(Beginning of Input for this task)

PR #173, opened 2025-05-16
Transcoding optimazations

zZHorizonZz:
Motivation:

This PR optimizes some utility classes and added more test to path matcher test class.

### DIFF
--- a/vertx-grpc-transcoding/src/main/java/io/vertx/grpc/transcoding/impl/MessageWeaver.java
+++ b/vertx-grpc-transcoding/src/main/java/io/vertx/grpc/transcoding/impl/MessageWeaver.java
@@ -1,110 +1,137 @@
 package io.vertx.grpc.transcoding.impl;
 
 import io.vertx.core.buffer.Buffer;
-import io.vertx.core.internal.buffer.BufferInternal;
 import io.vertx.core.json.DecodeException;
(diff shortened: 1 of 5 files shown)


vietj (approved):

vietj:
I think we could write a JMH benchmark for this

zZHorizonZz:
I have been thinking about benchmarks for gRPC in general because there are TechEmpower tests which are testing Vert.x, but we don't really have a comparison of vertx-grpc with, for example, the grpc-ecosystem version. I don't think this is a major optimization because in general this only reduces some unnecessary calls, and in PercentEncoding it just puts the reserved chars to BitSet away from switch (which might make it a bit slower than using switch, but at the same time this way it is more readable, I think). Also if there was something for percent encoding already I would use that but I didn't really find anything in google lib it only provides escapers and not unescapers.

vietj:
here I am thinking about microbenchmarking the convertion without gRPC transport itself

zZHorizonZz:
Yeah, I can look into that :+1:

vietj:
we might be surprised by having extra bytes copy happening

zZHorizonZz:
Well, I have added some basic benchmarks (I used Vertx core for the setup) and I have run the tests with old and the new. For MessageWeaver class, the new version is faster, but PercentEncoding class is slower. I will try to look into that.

(End of Input for this task)
(Beginning of Input for this task)

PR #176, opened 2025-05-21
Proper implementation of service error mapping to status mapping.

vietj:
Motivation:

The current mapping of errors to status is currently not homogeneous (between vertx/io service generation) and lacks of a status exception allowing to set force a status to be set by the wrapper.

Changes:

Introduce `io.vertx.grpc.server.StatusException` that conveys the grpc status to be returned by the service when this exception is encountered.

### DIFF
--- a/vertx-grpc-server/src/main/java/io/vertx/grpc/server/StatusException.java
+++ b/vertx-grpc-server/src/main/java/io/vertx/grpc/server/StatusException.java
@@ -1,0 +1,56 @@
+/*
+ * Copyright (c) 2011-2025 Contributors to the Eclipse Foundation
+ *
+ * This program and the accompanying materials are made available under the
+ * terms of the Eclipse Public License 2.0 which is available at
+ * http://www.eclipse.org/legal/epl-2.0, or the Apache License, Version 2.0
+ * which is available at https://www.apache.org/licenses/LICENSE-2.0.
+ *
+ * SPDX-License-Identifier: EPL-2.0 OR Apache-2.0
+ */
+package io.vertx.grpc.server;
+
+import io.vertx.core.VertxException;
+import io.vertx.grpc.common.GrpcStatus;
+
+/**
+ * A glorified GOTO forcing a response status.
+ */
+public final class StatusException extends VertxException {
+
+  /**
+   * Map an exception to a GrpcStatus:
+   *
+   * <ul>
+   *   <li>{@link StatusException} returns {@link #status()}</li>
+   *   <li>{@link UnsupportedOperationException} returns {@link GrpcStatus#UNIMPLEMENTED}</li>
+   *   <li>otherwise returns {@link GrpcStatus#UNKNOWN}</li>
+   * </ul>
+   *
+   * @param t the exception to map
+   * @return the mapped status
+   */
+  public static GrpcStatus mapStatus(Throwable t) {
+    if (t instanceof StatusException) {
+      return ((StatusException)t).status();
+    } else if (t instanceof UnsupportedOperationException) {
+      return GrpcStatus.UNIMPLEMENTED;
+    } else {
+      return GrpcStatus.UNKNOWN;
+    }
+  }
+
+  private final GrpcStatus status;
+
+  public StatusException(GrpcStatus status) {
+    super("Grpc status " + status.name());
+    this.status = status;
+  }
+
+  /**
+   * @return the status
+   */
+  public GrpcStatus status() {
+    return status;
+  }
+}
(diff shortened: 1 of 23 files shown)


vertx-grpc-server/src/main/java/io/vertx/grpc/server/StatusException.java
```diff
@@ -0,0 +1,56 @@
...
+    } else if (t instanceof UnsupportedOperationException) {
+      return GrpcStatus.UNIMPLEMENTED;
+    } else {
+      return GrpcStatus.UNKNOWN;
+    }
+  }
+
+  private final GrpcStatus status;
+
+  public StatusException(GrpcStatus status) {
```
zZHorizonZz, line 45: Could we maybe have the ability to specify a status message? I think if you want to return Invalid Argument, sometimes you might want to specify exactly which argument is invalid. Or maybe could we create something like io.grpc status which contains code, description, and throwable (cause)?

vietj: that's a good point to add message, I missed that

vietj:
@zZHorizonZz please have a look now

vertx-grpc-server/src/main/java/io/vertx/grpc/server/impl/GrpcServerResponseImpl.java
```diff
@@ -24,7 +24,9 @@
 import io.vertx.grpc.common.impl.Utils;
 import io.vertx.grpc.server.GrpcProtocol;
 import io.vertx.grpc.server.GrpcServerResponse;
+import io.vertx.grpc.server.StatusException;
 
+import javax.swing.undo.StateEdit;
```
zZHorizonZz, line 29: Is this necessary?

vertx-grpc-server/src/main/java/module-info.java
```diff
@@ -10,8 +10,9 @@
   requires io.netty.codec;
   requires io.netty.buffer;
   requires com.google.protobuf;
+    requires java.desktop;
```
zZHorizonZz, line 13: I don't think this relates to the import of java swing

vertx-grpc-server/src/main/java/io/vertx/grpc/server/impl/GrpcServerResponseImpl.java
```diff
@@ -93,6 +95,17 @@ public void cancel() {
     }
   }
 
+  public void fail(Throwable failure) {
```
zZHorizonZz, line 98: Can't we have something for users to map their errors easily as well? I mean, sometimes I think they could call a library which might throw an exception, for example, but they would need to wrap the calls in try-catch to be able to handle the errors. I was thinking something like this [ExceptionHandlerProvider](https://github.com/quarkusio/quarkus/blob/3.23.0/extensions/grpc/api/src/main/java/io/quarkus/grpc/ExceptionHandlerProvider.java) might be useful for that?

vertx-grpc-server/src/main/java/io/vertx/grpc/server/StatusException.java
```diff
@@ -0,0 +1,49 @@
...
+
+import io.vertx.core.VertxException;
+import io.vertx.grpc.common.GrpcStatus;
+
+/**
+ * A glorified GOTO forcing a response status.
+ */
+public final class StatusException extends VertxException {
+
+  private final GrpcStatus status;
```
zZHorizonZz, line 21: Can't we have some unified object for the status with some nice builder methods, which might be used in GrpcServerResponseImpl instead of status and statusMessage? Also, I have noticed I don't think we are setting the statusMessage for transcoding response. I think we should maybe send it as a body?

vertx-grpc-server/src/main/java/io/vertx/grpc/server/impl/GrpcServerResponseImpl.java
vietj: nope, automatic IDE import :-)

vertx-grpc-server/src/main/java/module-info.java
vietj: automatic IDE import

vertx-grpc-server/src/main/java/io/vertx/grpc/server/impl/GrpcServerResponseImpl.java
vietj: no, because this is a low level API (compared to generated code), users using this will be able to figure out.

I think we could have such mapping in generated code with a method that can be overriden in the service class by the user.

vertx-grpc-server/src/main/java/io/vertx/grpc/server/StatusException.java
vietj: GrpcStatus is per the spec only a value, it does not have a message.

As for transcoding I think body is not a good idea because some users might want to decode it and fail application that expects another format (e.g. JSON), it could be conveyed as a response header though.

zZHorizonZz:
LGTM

(End of Input for this task)

- _What is being asked_: Above are the records; from them, give again exactly the lines from the one containing "PR #173, opened 2025-05-16" through the one containing "package io.vertx.grpc.transcoding.impl;", both included.

- _Exercise answer_:
PR #173, opened 2025-05-16
Transcoding optimazations

zZHorizonZz:
Motivation:

This PR optimizes some utility classes and added more test to path matcher test class.

### DIFF
--- a/vertx-grpc-transcoding/src/main/java/io/vertx/grpc/transcoding/impl/MessageWeaver.java
+++ b/vertx-grpc-transcoding/src/main/java/io/vertx/grpc/transcoding/impl/MessageWeaver.java
@@ -1,110 +1,137 @@
 package io.vertx.grpc.transcoding.impl;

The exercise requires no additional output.